PR #13186, opened 2026-04-01
fix(frontend): persist rows per page selection in localStorage

### LINKED ISSUE #13185: [feature] Cookie to store selected rows per page
### Feature Area

/area frontend

I would like for the value of the runs per page to be sticky when navigating around the KFP UI.

Image

As an end user navigating through the UI multiple times I would like for the value of rows per page to not reset every time I navigate away to another view.

---

Love this idea? Give it a 👍.

Priyanshu-u07:

The `CustomTable` component resets the "Rows per page" selection to `10` whenever the user navigates away and returns. This is because `pageSize` is stored only in React component state, which is destroyed on unmount.

This PR persists the rows-per-page preference in `localStorage`, with each page (Runs, Pipelines, Experiments, etc.) storing its value independently using the URL hash as a page identifier.

**Changes:**

- `LocalStorage.ts`:  Added `getTablePageSize()` and `saveTablePageSize()` with optional `pageId` for per-page storage.
- `CustomTable.tsx`: Read saved page size on mount, save on change, derive page key from URL hash.
- `LocalStorage.test.ts`: Added 6 unit tests covering default values, validation and per-page independence.

https://github.com/user-attachments/assets/98fc68e6-a712-40c8-9afa-d913fc150a3a

Fixes #13185


frontend/src/components/CustomTable.tsx
```diff
@@ -619,10 +620,16 @@ export default class CustomTable extends React.Component<CustomTableProps, Custo
...
-
+    LocalStorage.saveTablePageSize(pageSize, this._getPageId());
     this._resetToFirstPage(await this.reload({ pageSize, pageToken: '' }));
   }
 
+  private _getPageId(): string | undefined {
+    const hash = window.location.hash;
+    const match = hash.match(/^#\/([a-zA-Z_/]+)/);
+    return match ? match[1] : undefined;
+  }
```
jeffspahr, line 647: This key needs to be stable for the page type, not derived from whatever alpha prefix happens to be present in the resource id. Right now `#/runs/details/run-abc123` becomes `runs/details/run`, which means two different run-details pages do not reliably share the same preference. Normalizing the hash to known static route segments fixes that without changing the public `LocalStorage` API.

```suggestion
  private _getPageId(): string | undefined {
    const pathSegments = window.location.hash
      .split('?')[0]
      .replace(/^#\//, '')
      .split('/')
      .filter(Boolean);

    if (pathSegments.length === 0) {
      return undefined;
    }

    const [root, second] = pathSegments;

    if (root === 'shared' && second === 'pipelines') {
      return 'shared/pipelines';
    }

    if (root === 'archive' && second) {
      return `${root}/${second}`;
    }

    if (second && ['details', 'new', 'lineage'].includes(second)) {
      return `${root}/${second}`;
    }

    return root;
  }
```

frontend/src/components/CustomTable.test.tsx
```diff
@@ -737,4 +738,28 @@ describe('CustomTable', () => {
...
+  });
+
+  it('saves page size to localStorage when changed', async () => {
+    const wrapper = renderTable({ rows: [], columns, reload: vi.fn(async () => '') });
+    fireEvent.mouseDown(getRowsPerPageCombobox());
+    fireEvent.click(await screen.findByText('20'));
+    await TestUtils.flushPromises();
+    expect(localStorage.getItem('tablePageSize')).toBe('20');
+    wrapper.unmount();
+  });
```
jeffspahr: The new tests only cover the global fallback key, so they would still pass if a details route persisted to something resource-specific like `tablePageSize_runs/details/run`. A parameterized-route regression makes the behavior this PR is trying to add explicit.

```suggestion
  it('persists page size across resources on the same details page', async () => {
    window.location.hash = '#/runs/details/run-abc123';

    const firstWrapper = renderTable({ rows: [], columns, reload: vi.fn(async () => '') });
    fireEvent.mouseDown(getRowsPerPageCombobox());
    fireEvent.click(await screen.findByText('20'));
    await TestUtils.flushPromises();
    firstWrapper.unmount();

    const reload = vi.fn(async () => '');
    window.location.hash = '#/runs/details/run-def456';

    const secondWrapper = renderTable({ rows, columns, reload });
    await waitFor(() =>
      expect(reload).toHaveBeenLastCalledWith({
        filter: '',
        orderAscending: false,
        pageSize: 20,
        pageToken: '',
        sortBy: '',
      }),
    );
    secondWrapper.unmount();
    window.location.hash = '';
  });
```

☆ ☆ ☆ ☆ ☆ ☆ ☆

Could you please print the entire listing exactly?

PR #13186, opened 2026-04-01
fix(frontend): persist rows per page selection in localStorage

### LINKED ISSUE #13185: [feature] Cookie to store selected rows per page
### Feature Area

/area frontend

I would like for the value of the runs per page to be sticky when navigating around the KFP UI.

Image

As an end user navigating through the UI multiple times I would like for the value of rows per page to not reset every time I navigate away to another view.

---

Love this idea? Give it a 👍.

Priyanshu-u07:

The `CustomTable` component resets the "Rows per page" selection to `10` whenever the user navigates away and returns. This is because `pageSize` is stored only in React component state, which is destroyed on unmount.

This PR persists the rows-per-page preference in `localStorage`, with each page (Runs, Pipelines, Experiments, etc.) storing its value independently using the URL hash as a page identifier.

**Changes:**

- `LocalStorage.ts`:  Added `getTablePageSize()` and `saveTablePageSize()` with optional `pageId` for per-page storage.
- `CustomTable.tsx`: Read saved page size on mount, save on change, derive page key from URL hash.
- `LocalStorage.test.ts`: Added 6 unit tests covering default values, validation and per-page independence.

https://github.com/user-attachments/assets/98fc68e6-a712-40c8-9afa-d913fc150a3a

Fixes #13185


frontend/src/components/CustomTable.tsx
```diff
@@ -619,10 +620,16 @@ export default class CustomTable extends React.Component<CustomTableProps, Custo
...
-
+    LocalStorage.saveTablePageSize(pageSize, this._getPageId());
     this._resetToFirstPage(await this.reload({ pageSize, pageToken: '' }));
   }
 
+  private _getPageId(): string | undefined {
+    const hash = window.location.hash;
+    const match = hash.match(/^#\/([a-zA-Z_/]+)/);
+    return match ? match[1] : undefined;
+  }
```
jeffspahr, line 647: This key needs to be stable for the page type, not derived from whatever alpha prefix happens to be present in the resource id. Right now `#/runs/details/run-abc123` becomes `runs/details/run`, which means two different run-details pages do not reliably share the same preference. Normalizing the hash to known static route segments fixes that without changing the public `LocalStorage` API.

```suggestion
  private _getPageId(): string | undefined {
    const pathSegments = window.location.hash
      .split('?')[0]
      .replace(/^#\//, '')
      .split('/')
      .filter(Boolean);

    if (pathSegments.length === 0) {
      return undefined;
    }

    const [root, second] = pathSegments;

    if (root === 'shared' && second === 'pipelines') {
      return 'shared/pipelines';
    }

    if (root === 'archive' && second) {
      return `${root}/${second}`;
    }

    if (second && ['details', 'new', 'lineage'].includes(second)) {
      return `${root}/${second}`;
    }

    return root;
  }
```

frontend/src/components/CustomTable.test.tsx
```diff
@@ -737,4 +738,28 @@ describe('CustomTable', () => {
...
+  });
+
+  it('saves page size to localStorage when changed', async () => {
+    const wrapper = renderTable({ rows: [], columns, reload: vi.fn(async () => '') });
+    fireEvent.mouseDown(getRowsPerPageCombobox());
+    fireEvent.click(await screen.findByText('20'));
+    await TestUtils.flushPromises();
+    expect(localStorage.getItem('tablePageSize')).toBe('20');
+    wrapper.unmount();
+  });
```
jeffspahr: The new tests only cover the global fallback key, so they would still pass if a details route persisted to something resource-specific like `tablePageSize_runs/details/run`. A parameterized-route regression makes the behavior this PR is trying to add explicit.

```suggestion
  it('persists page size across resources on the same details page', async () => {
    window.location.hash = '#/runs/details/run-abc123';

    const firstWrapper = renderTable({ rows: [], columns, reload: vi.fn(async () => '') });
    fireEvent.mouseDown(getRowsPerPageCombobox());
    fireEvent.click(await screen.findByText('20'));
    await TestUtils.flushPromises();
    firstWrapper.unmount();

    const reload = vi.fn(async () => '');
    window.location.hash = '#/runs/details/run-def456';

    const secondWrapper = renderTable({ rows, columns, reload });
    await waitFor(() =>
      expect(reload).toHaveBeenLastCalledWith({
        filter: '',
        orderAscending: false,
        pageSize: 20,
        pageToken: '',
        sortBy: '',
      }),
    );
    secondWrapper.unmount();
    window.location.hash = '';
  });
```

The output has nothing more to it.